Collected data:
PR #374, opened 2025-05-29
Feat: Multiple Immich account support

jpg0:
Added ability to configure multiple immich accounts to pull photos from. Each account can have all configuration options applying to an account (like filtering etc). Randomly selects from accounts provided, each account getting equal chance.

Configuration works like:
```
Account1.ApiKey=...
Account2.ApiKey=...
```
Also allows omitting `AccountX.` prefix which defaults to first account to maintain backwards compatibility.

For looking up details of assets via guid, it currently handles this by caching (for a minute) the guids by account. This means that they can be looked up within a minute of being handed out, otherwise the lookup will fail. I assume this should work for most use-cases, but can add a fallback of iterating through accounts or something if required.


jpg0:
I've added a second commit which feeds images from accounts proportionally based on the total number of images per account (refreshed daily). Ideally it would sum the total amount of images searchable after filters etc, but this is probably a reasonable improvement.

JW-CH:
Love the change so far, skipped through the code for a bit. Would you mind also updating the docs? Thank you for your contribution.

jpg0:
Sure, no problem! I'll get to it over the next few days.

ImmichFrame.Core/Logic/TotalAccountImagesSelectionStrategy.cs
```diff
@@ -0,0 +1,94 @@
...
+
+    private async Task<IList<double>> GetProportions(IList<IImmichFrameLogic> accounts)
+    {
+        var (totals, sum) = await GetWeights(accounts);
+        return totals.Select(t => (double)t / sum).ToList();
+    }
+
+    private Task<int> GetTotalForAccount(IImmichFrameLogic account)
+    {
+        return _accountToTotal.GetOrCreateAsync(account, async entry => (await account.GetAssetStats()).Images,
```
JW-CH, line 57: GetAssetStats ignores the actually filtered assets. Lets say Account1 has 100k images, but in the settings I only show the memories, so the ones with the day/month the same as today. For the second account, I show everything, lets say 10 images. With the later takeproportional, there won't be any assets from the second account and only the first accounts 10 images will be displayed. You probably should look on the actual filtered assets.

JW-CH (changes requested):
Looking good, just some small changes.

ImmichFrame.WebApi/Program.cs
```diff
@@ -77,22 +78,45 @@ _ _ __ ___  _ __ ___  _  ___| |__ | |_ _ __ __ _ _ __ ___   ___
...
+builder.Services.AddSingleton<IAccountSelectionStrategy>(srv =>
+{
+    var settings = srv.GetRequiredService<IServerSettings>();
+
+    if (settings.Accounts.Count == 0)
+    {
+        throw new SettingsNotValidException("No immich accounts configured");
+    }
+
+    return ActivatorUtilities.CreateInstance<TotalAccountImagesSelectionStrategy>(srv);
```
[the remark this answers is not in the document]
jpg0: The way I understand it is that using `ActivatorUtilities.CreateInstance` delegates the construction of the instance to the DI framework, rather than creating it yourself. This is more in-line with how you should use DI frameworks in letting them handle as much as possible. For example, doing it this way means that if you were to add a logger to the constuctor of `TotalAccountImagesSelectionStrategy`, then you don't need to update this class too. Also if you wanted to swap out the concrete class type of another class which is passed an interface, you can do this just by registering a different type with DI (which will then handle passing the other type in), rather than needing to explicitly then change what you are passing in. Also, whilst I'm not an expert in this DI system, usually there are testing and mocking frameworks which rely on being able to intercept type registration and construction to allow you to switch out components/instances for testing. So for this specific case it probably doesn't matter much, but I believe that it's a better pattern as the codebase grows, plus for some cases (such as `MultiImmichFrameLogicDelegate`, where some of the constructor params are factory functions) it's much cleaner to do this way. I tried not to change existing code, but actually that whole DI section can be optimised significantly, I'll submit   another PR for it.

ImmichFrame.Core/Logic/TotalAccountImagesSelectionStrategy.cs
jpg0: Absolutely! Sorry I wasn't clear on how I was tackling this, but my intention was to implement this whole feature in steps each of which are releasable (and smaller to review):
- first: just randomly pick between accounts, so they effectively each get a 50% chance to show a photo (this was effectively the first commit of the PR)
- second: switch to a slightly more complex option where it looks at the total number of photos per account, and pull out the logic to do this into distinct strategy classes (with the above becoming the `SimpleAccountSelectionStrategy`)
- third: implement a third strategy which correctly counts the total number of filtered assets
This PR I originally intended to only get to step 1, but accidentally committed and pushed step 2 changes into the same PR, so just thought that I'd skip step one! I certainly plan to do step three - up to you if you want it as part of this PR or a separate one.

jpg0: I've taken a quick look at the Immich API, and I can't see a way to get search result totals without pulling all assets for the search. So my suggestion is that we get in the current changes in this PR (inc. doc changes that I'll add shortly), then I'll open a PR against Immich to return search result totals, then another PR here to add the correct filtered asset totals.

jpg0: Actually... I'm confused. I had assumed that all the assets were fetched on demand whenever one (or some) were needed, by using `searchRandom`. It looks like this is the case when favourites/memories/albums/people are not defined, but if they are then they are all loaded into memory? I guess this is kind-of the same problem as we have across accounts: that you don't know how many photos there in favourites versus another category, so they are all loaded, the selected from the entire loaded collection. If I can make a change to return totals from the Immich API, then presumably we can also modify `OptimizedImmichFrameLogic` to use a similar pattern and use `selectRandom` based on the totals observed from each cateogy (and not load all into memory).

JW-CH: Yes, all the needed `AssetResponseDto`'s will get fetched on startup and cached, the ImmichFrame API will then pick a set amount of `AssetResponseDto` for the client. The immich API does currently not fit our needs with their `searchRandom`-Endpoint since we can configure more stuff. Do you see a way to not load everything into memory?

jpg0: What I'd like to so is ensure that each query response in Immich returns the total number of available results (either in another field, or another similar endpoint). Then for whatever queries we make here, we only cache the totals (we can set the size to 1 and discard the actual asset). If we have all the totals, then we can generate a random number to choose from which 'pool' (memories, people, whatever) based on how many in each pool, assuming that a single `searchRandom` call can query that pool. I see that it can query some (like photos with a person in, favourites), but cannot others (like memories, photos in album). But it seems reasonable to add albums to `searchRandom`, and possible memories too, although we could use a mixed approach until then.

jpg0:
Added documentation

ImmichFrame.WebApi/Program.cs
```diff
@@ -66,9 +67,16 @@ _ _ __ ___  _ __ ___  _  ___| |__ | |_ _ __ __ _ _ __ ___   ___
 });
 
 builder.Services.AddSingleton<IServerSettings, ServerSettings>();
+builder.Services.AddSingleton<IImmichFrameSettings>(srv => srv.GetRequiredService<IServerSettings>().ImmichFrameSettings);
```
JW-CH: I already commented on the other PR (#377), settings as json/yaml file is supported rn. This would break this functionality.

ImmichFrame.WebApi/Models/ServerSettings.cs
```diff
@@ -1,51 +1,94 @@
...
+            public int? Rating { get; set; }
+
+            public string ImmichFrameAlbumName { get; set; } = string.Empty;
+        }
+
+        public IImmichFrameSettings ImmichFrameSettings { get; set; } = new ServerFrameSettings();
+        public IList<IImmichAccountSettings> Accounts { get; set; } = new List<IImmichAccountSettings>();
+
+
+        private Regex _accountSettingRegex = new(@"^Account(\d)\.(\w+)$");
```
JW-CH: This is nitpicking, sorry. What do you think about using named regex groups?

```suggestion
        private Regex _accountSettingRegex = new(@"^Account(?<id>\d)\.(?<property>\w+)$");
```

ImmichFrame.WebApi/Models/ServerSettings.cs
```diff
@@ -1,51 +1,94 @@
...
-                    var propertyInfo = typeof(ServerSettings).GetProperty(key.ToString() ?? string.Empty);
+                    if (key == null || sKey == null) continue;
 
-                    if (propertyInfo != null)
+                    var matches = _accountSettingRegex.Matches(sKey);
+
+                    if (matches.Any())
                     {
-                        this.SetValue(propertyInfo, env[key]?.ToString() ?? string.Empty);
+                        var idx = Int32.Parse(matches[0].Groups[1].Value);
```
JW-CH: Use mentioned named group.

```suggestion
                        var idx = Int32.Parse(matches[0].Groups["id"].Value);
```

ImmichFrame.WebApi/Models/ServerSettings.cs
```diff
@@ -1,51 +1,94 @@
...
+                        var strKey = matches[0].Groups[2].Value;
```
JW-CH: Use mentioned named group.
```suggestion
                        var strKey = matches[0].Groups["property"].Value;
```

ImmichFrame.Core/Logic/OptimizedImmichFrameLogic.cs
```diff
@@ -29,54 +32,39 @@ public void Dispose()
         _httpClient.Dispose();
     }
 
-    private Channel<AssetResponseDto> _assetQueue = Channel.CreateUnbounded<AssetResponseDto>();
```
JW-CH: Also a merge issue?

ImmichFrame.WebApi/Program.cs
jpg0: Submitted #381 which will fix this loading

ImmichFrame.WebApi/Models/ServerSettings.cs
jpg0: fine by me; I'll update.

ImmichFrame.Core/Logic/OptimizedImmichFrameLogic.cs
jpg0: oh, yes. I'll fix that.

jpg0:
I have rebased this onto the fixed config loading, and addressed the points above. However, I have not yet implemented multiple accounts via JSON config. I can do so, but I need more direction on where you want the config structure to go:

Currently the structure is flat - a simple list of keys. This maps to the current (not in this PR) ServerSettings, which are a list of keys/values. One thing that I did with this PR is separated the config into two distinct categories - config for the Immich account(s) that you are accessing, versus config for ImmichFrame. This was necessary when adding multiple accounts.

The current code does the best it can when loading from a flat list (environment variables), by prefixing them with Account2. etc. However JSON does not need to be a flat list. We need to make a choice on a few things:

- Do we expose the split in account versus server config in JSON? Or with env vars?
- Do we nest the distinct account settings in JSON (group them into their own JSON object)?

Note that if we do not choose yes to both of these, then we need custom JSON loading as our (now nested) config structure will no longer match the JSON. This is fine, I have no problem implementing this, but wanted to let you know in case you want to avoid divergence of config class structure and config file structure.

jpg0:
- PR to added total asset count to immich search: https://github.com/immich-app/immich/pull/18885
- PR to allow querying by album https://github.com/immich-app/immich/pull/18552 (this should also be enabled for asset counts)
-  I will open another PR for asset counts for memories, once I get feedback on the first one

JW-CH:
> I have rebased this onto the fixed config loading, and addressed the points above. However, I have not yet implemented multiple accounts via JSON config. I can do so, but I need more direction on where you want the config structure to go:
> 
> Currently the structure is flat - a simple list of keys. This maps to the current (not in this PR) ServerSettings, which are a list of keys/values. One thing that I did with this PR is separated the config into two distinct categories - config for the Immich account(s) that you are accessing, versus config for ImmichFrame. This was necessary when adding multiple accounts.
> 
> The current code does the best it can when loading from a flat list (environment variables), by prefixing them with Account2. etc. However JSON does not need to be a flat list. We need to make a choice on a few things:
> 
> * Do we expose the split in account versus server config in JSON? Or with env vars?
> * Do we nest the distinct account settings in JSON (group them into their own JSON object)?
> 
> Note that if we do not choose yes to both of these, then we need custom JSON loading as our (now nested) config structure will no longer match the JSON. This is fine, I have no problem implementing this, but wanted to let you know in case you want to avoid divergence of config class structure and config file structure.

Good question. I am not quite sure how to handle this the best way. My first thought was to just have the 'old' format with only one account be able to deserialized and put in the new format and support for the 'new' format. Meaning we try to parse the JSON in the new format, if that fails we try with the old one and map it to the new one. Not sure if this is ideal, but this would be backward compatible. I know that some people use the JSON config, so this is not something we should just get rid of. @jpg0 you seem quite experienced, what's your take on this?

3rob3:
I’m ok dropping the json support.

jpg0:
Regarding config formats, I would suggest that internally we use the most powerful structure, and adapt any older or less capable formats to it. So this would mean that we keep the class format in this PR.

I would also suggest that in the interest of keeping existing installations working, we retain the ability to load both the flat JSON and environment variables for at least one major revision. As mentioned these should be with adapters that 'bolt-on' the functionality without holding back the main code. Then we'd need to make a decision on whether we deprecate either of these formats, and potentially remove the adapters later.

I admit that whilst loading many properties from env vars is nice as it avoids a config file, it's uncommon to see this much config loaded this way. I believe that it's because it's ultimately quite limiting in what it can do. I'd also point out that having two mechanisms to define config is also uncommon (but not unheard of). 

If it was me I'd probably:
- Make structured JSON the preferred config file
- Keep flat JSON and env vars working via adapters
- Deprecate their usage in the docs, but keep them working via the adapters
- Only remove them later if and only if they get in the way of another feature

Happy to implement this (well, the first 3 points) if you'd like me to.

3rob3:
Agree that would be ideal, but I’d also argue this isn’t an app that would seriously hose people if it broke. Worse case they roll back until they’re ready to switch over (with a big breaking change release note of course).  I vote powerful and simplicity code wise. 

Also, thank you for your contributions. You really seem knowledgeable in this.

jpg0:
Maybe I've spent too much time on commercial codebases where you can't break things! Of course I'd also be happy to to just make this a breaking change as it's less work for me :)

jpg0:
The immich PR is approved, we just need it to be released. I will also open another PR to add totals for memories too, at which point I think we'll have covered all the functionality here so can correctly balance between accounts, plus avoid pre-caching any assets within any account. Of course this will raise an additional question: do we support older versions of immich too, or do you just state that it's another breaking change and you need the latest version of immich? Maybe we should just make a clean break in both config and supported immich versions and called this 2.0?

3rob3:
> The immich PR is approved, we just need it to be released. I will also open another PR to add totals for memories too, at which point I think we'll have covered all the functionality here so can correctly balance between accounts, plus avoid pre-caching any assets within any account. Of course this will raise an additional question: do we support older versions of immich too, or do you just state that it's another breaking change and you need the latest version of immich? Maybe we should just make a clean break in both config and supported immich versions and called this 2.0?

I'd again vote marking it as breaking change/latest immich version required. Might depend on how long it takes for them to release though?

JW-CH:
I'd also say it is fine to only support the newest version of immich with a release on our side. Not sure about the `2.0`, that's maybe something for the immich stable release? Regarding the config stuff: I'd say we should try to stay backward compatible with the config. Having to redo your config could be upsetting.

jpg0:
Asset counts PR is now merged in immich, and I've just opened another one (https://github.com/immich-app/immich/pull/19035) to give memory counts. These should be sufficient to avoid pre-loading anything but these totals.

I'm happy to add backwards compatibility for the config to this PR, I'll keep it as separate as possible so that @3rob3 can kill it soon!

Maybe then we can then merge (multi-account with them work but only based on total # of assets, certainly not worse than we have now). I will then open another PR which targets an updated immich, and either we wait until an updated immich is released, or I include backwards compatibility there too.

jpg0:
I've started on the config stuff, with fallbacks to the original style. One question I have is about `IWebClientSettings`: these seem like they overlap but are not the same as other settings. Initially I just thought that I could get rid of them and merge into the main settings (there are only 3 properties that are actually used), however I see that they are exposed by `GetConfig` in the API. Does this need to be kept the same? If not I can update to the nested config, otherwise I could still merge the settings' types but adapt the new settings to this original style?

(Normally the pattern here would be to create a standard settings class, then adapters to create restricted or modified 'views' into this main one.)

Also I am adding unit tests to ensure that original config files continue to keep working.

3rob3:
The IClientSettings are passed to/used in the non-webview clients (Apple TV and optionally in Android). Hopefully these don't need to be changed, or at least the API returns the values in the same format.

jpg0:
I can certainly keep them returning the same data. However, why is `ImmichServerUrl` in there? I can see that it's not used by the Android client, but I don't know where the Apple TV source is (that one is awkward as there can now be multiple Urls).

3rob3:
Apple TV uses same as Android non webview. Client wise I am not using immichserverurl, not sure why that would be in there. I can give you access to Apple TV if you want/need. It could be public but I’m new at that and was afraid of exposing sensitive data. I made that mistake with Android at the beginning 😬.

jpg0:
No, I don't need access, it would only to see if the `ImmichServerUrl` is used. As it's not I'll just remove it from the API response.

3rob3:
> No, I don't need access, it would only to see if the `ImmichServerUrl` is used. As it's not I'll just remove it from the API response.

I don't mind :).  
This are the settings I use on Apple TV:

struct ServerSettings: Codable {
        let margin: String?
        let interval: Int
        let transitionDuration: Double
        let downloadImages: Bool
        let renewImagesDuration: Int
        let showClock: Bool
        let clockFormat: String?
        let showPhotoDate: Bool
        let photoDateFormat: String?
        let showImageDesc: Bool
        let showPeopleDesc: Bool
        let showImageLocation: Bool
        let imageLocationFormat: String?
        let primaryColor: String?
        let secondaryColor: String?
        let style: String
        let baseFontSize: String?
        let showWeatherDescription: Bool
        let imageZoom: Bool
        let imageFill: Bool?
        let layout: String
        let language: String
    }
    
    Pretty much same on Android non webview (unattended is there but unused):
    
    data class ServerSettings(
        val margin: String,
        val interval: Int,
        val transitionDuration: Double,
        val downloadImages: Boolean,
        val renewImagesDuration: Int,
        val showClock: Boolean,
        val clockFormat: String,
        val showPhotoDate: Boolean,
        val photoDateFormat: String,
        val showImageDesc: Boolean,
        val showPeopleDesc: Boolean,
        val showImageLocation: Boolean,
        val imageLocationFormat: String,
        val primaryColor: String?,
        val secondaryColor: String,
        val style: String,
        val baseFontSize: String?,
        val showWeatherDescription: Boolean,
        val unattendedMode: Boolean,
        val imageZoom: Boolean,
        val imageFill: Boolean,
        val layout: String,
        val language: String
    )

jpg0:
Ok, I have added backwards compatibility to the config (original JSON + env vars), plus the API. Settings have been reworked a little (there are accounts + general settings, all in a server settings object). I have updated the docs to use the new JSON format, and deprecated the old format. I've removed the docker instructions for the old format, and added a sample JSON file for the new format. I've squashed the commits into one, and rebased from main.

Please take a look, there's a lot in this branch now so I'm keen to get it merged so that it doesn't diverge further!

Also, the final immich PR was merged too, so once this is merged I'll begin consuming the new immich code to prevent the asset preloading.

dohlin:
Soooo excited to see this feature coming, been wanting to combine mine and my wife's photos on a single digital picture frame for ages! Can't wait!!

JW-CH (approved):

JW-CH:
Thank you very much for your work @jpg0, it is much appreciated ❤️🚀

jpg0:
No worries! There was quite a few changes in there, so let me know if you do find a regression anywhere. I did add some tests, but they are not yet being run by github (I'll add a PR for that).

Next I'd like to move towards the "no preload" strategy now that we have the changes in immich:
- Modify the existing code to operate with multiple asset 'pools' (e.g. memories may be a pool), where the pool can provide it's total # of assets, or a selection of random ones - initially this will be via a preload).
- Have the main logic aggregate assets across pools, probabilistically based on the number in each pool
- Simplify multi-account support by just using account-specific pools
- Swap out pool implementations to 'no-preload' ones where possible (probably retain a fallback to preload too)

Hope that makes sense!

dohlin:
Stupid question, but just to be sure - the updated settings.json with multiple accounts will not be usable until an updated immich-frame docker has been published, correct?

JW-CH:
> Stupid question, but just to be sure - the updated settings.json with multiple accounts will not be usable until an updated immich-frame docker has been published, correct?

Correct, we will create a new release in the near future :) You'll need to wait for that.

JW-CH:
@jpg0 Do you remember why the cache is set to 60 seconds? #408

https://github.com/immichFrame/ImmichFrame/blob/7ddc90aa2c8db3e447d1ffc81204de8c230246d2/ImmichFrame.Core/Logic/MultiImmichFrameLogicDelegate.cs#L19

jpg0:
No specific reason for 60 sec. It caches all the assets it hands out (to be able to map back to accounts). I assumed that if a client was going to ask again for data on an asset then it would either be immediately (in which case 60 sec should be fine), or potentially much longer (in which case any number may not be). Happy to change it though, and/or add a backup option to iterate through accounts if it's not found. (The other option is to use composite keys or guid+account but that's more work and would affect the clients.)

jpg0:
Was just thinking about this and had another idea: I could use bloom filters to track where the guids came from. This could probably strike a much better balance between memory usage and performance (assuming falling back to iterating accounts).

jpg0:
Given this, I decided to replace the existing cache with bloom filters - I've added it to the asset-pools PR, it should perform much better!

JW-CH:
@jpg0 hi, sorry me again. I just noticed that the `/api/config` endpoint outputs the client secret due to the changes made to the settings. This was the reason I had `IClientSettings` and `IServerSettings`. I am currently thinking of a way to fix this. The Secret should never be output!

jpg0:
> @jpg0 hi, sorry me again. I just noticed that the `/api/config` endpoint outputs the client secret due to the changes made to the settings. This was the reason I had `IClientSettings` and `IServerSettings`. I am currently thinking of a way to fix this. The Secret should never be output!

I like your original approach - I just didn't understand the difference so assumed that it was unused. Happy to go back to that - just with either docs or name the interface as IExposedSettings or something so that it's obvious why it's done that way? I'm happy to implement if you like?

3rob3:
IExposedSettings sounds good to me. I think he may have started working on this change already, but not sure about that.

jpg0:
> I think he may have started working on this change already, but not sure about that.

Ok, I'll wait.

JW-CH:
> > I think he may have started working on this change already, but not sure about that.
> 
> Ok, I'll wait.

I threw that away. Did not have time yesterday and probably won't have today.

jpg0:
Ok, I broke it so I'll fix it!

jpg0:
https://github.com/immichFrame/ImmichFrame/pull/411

...

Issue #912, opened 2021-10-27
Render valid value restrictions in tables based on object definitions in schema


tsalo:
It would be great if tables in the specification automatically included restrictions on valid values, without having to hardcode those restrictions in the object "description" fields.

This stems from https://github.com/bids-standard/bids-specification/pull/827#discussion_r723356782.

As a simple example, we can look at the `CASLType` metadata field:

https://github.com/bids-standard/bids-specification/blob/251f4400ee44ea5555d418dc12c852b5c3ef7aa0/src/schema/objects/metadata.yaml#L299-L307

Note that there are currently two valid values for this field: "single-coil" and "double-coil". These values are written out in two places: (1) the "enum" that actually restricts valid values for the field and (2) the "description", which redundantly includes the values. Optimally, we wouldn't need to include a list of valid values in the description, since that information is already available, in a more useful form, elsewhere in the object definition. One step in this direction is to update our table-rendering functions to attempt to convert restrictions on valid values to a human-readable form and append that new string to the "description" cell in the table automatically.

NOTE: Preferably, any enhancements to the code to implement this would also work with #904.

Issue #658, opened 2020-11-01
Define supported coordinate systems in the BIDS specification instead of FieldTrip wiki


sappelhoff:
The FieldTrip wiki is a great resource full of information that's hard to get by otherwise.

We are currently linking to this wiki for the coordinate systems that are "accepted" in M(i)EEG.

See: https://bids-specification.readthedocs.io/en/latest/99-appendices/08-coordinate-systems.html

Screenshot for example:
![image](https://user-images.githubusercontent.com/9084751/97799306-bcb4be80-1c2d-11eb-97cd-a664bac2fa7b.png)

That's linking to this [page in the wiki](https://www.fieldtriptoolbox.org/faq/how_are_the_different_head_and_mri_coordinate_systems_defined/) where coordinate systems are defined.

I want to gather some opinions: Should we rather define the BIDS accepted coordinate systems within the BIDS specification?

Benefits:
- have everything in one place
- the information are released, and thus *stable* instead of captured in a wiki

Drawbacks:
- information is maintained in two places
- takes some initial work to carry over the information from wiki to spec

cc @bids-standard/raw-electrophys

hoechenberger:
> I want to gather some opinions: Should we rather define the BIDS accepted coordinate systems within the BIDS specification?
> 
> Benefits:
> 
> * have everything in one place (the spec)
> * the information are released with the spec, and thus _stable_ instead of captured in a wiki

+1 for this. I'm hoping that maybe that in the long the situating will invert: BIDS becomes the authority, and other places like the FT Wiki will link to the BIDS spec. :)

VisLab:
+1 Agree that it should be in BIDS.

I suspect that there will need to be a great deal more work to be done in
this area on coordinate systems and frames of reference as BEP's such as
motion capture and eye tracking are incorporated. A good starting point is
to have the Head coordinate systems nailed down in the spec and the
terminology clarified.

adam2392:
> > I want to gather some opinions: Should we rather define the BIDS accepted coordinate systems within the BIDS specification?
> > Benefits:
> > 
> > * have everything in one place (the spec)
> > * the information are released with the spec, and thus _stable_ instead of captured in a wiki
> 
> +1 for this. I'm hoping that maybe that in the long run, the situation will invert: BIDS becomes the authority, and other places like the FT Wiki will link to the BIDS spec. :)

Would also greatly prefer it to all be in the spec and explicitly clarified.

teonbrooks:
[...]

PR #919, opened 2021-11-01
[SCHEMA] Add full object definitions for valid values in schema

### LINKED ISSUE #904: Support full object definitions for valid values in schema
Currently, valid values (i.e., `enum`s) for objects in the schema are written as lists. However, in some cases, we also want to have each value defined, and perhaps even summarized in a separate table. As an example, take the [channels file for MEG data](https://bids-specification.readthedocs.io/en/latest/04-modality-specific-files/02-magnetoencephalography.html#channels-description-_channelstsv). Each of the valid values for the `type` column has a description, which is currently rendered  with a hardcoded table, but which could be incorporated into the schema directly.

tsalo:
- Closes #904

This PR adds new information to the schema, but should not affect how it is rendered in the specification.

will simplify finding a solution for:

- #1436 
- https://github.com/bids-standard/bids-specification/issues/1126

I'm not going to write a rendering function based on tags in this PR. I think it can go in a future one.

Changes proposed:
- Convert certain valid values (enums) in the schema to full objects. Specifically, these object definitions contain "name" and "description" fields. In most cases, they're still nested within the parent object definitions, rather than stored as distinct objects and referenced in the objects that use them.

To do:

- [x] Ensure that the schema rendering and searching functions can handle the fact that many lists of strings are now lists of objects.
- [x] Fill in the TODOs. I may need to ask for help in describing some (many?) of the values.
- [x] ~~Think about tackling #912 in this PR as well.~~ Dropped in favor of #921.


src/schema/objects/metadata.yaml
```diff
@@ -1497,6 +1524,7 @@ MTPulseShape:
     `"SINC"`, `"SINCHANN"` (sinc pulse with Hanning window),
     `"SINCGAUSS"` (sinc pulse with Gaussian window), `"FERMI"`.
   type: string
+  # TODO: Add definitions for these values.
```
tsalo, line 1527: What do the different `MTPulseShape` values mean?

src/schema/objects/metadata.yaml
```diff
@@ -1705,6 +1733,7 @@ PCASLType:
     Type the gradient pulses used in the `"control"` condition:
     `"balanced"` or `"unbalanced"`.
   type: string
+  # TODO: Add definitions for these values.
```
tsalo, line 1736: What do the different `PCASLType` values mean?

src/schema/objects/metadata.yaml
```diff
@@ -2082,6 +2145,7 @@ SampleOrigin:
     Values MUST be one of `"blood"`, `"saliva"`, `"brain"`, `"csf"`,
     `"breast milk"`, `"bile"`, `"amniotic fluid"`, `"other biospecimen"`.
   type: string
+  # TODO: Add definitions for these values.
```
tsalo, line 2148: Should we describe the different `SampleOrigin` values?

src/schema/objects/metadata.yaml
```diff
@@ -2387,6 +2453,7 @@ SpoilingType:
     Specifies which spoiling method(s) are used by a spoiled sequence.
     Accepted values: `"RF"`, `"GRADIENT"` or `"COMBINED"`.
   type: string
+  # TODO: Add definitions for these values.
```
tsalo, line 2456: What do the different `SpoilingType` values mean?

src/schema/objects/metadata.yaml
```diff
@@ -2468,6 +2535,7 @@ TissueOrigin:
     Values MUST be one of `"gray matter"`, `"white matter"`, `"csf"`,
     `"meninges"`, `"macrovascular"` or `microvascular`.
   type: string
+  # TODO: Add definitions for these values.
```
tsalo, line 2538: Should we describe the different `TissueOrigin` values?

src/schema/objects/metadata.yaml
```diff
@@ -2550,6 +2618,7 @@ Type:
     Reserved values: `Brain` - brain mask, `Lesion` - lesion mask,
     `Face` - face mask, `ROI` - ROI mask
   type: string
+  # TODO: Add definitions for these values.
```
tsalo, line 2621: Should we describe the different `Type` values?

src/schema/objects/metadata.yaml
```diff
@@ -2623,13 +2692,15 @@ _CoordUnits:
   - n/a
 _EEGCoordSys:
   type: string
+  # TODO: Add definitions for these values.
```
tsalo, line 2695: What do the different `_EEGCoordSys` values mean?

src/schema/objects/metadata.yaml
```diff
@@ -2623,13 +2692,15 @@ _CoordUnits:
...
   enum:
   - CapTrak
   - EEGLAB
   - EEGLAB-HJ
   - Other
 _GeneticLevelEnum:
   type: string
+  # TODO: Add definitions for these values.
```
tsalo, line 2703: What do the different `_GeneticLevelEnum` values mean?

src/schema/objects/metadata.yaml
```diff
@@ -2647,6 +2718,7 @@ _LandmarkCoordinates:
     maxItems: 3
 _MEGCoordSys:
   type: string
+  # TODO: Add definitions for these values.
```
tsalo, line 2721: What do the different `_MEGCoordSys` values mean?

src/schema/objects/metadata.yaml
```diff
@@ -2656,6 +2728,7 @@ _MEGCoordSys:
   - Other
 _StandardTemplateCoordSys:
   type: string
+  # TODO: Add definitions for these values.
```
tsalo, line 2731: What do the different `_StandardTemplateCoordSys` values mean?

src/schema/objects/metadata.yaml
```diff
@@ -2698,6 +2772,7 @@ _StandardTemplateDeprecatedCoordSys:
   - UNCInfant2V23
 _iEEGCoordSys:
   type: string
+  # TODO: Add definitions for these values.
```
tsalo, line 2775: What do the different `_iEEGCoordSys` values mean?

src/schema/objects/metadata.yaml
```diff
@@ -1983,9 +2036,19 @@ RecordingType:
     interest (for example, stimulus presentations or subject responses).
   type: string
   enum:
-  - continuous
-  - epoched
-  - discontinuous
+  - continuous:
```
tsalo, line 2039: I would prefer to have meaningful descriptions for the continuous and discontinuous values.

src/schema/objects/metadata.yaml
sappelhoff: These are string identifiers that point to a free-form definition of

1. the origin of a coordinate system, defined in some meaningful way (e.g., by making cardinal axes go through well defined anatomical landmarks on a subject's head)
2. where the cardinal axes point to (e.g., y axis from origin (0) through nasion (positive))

Work instructions:
Where the string "points" occurs in the data, return the whole line.

Answer for the task:
I have rebased this onto the fixed config loading, and addressed the points above. However, I have not yet implemented multiple accounts via JSON config. I can do so, but I need more direction on where you want the config structure to go:
> I have rebased this onto the fixed config loading, and addressed the points above. However, I have not yet implemented multiple accounts via JSON config. I can do so, but I need more direction on where you want the config structure to go:
Happy to implement this (well, the first 3 points) if you'd like me to.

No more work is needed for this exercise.